Know any other possible thing that may be wrong?
I tried the patch 1.1... Maybe i could download the Viking Invasion expansion?


----------



## Jesenjin

No, viking invasion will not help....
The problem is with the latest drive for graphic cards... You cannot play MTW with newer drivers and with GeForce 5 and beyond... If you really want to play then you need to find older driver for graphic card. I had that kind of problem but solved it... somehow... now i am trying to find a forum with a link, cause i formated comp and they installed new drive which isn't compatible with game.


----------



## starmanian

Won't help i'm new new comp no old drivers


----------



## freakp

I'm having an idetical problem here. No I'm not a computer newbie. I was hoping there was a MTW patch available to fix this problem but the 1.11 patch was useless. So your sure it's a video driver issue? 

My comp is certainly more than capable of running this ancient game. I run dual G-Force cards in SLI with a quad processor and 3gigs of ram. Don't tell me i have to downgrade my comp to play this? LoL.


----------



## starmanian

Simple just play Medieval Total War 2... I didn't get first part of the sequel running on my comp so...

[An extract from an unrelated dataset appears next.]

PR #225, opened 2026-06-09
fix(tables): reject destructive ops on SQL Endpoint items client-side

### LINKED ISSUE #217: fix(tables): reject destructive ops on SQL Endpoint items client-side
Surfaced during review of PR #212. \`tables create|delete|clear\` don't check item kind before issuing DDL. On a SQL Endpoint, this fails at the API with an opaque error. Add a kind check via the resolver: if the resolved item is a SQL Endpoint and the operation is destructive, raise \`ValidationError("SQL Endpoints are read-only; CREATE/DROP/TRUNCATE not supported")\` before issuing the call. Acceptance: unit tests for both warehouse (allowed) and SQL endpoint (rejected) item kinds across create/delete/clear.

Good luck if you really want to play MTW1


----------



## Jesenjin

Yes I am pretty sure.... It was dscussed on an old forum I frequented...
Just try and find older driver, if u really want to play medieval total war


----------



## jedlicnak

FINALLY!! NO OLDER DRIVER NECESSARY! Solution for the problem MTW - Vista - Crash is here: http://www.techwatch.co.uk/2008/03/18/how-to-stop-medieval-total-war-from-crashing/ That guy found it!


----------



## -WOLF-

> You must ensure the screen resolution for the game matches the screen resolution on your PC.


SO if your screen is 1024 x 768 then you must make your game the SAME!


----------